- _TO DO_
With nothing added and nothing dropped, write out all of the entries below.

Items from a dataset

╭──

Issue #4927, opened 2020-08-03
Duplicate TimestampService metrics


pkoenig10:
Atlas creates duplicate `TimestampService` metrics which causes problems with the `DisjointUnionTaggedMetricSet`. This error occurs on 0.239.10, even after https://github.com/palantir/atlasdb/pull/4921.
```
java.lang.IllegalArgumentException: Multiple entries with same key: MetricName{safeName=com.palantir.timestamp.TimestampService.getFreshTimestamp, safeTags={}}=com.codahale.metrics.Timer@460c003c and MetricName{safeName=com.palantir.timestamp.TimestampService.getFreshTimestamp, safeTags={}}=com.codahale.metrics.Timer@110af4b7
	at com.google.common.collect.ImmutableMap.conflictException(ImmutableMap.java:215)
	at com.google.common.collect.ImmutableMap.checkNoConflict(ImmutableMap.java:209)
	at com.google.common.collect.RegularImmutableMap.checkNoConflictInKeyBucket(RegularImmutableMap.java:146)
	at com.google.common.collect.RegularImmutableMap.fromEntryArray(RegularImmutableMap.java:109)
	at com.google.common.collect.ImmutableMap$Builder.build(ImmutableMap.java:394)
	at com.palantir.atlasdb.metrics.DisjointUnionTaggedMetricSet.getMetrics(DisjointUnionTaggedMetricSet.java:44)
	at com.palantir.atlasdb.metrics.FilteredTaggedMetricSet.getMetrics(FilteredTaggedMetricSet.java:47)
	at com.palantir.tritium.metrics.registry.AbstractTaggedMetricRegistry.lambda$getMetrics$5(AbstractTaggedMetricRegistry.java:181)
	at java.util.concurrent.ConcurrentHashMap.forEach(ConcurrentHashMap.java:1603)
	at com.palantir.tritium.metrics.registry.AbstractTaggedMetricRegistry.getMetrics(AbstractTaggedMetricRegistry.java:181)
```

I presume these duplicate metrics are because we are instrument `TimestampService` in multiple places. It appears that we instrument `TimestampService` at:
https://github.com/palantir/atlasdb/blob/3290b9f6b2ae720f1d2733bb65c6d72c025d103d/atlasdb-config/src/main/java/com/palantir/atlasdb/factory/TransactionManagers.java#L1198-L1201
[...]

PR #4938, opened 2020-08-11
Fix duplicate service instrumentation

pkoenig10:
**Goals (and why)**:
Follow up to https://github.com/palantir/atlasdb/pull/4935, fixing the root cause described in https://github.com/palantir/atlasdb/issues/4927.

Currently some service interfaces are instrumented twice. This can then cause problems due to duplicate metrics in the `MetricRegistry` and `TaggedMetricRegistry`.

This change removes the duplicate instrumentation and switches to using the `TaggedMetricRegistry` in `ServiceCreator#instrumentService`.


atlasdb-config/src/main/java/com/palantir/atlasdb/factory/ServiceCreator.java
```diff
@@ -100,12 +101,11 @@ public static ServiceCreator withPayloadLimiter(
                 parameters);
     }
 
-    public static <T> T instrumentService(MetricRegistry metricRegistry, T service, Class<T> serviceClass) {
-        return AtlasDbMetrics.instrument(
-                metricRegistry,
+    public static <T> T instrumentService(TaggedMetricRegistry taggedMetrics, T service, Class<T> serviceClass) {
```
pkoenig10, line 104: Is this an acceptable break?

atlasdb-config/src/main/java/com/palantir/atlasdb/factory/TransactionManagers.java
```diff
@@ -1187,26 +1187,13 @@ private static LockAndTimestampServices createRawLeaderServices(
...
-                TimestampService.class);
-
-        TimestampManagementService localManagement = ServiceCreator.instrumentService(
-                metricsManager.getRegistry(),
-                managedTimestampProxy,
-                TimestampManagementService.class);
         env.accept(localLock);
-        env.accept(localTime);
-        env.accept(localManagement);
+        env.accept(localManagedTimestamp);
```
jeremyk-91, line 1196: I'll take this from here. We can't really do this because the JAX-RS semantics for annotation inheritance are different.

pkoenig10: Ah that explains it, thanks!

╰──

- _RESPONSE AREA_
Issue #4927, opened 2020-08-03
Duplicate TimestampService metrics


pkoenig10:
Atlas creates duplicate `TimestampService` metrics which causes problems with the `DisjointUnionTaggedMetricSet`. This error occurs on 0.239.10, even after https://github.com/palantir/atlasdb/pull/4921.
```
java.lang.IllegalArgumentException: Multiple entries with same key: MetricName{safeName=com.palantir.timestamp.TimestampService.getFreshTimestamp, safeTags={}}=com.codahale.metrics.Timer@460c003c and MetricName{safeName=com.palantir.timestamp.TimestampService.getFreshTimestamp, safeTags={}}=com.codahale.metrics.Timer@110af4b7
	at com.google.common.collect.ImmutableMap.conflictException(ImmutableMap.java:215)
	at com.google.common.collect.ImmutableMap.checkNoConflict(ImmutableMap.java:209)
	at com.google.common.collect.RegularImmutableMap.checkNoConflictInKeyBucket(RegularImmutableMap.java:146)
	at com.google.common.collect.RegularImmutableMap.fromEntryArray(RegularImmutableMap.java:109)
	at com.google.common.collect.ImmutableMap$Builder.build(ImmutableMap.java:394)
	at com.palantir.atlasdb.metrics.DisjointUnionTaggedMetricSet.getMetrics(DisjointUnionTaggedMetricSet.java:44)
	at com.palantir.atlasdb.metrics.FilteredTaggedMetricSet.getMetrics(FilteredTaggedMetricSet.java:47)
	at com.palantir.tritium.metrics.registry.AbstractTaggedMetricRegistry.lambda$getMetrics$5(AbstractTaggedMetricRegistry.java:181)
	at java.util.concurrent.ConcurrentHashMap.forEach(ConcurrentHashMap.java:1603)
	at com.palantir.tritium.metrics.registry.AbstractTaggedMetricRegistry.getMetrics(AbstractTaggedMetricRegistry.java:181)
```

I presume these duplicate metrics are because we are instrument `TimestampService` in multiple places. It appears that we instrument `TimestampService` at:
https://github.com/palantir/atlasdb/blob/3290b9f6b2ae720f1d2733bb65c6d72c025d103d/atlasdb-config/src/main/java/com/palantir/atlasdb/factory/TransactionManagers.java#L1198-L1201
[...]

PR #4938, opened 2020-08-11
Fix duplicate service instrumentation

pkoenig10:
**Goals (and why)**:
Follow up to https://github.com/palantir/atlasdb/pull/4935, fixing the root cause described in https://github.com/palantir/atlasdb/issues/4927.

Currently some service interfaces are instrumented twice. This can then cause problems due to duplicate metrics in the `MetricRegistry` and `TaggedMetricRegistry`.

This change removes the duplicate instrumentation and switches to using the `TaggedMetricRegistry` in `ServiceCreator#instrumentService`.


atlasdb-config/src/main/java/com/palantir/atlasdb/factory/ServiceCreator.java
```diff
@@ -100,12 +101,11 @@ public static ServiceCreator withPayloadLimiter(
                 parameters);
     }
 
-    public static <T> T instrumentService(MetricRegistry metricRegistry, T service, Class<T> serviceClass) {
-        return AtlasDbMetrics.instrument(
-                metricRegistry,
+    public static <T> T instrumentService(TaggedMetricRegistry taggedMetrics, T service, Class<T> serviceClass) {
```
pkoenig10, line 104: Is this an acceptable break?

atlasdb-config/src/main/java/com/palantir/atlasdb/factory/TransactionManagers.java
```diff
@@ -1187,26 +1187,13 @@ private static LockAndTimestampServices createRawLeaderServices(
...
-                TimestampService.class);
-
-        TimestampManagementService localManagement = ServiceCreator.instrumentService(
-                metricsManager.getRegistry(),
-                managedTimestampProxy,
-                TimestampManagementService.class);
         env.accept(localLock);
-        env.accept(localTime);
-        env.accept(localManagement);
+        env.accept(localManagedTimestamp);
```
jeremyk-91, line 1196: I'll take this from here. We can't really do this because the JAX-RS semantics for annotation inheritance are different.

pkoenig10: Ah that explains it, thanks!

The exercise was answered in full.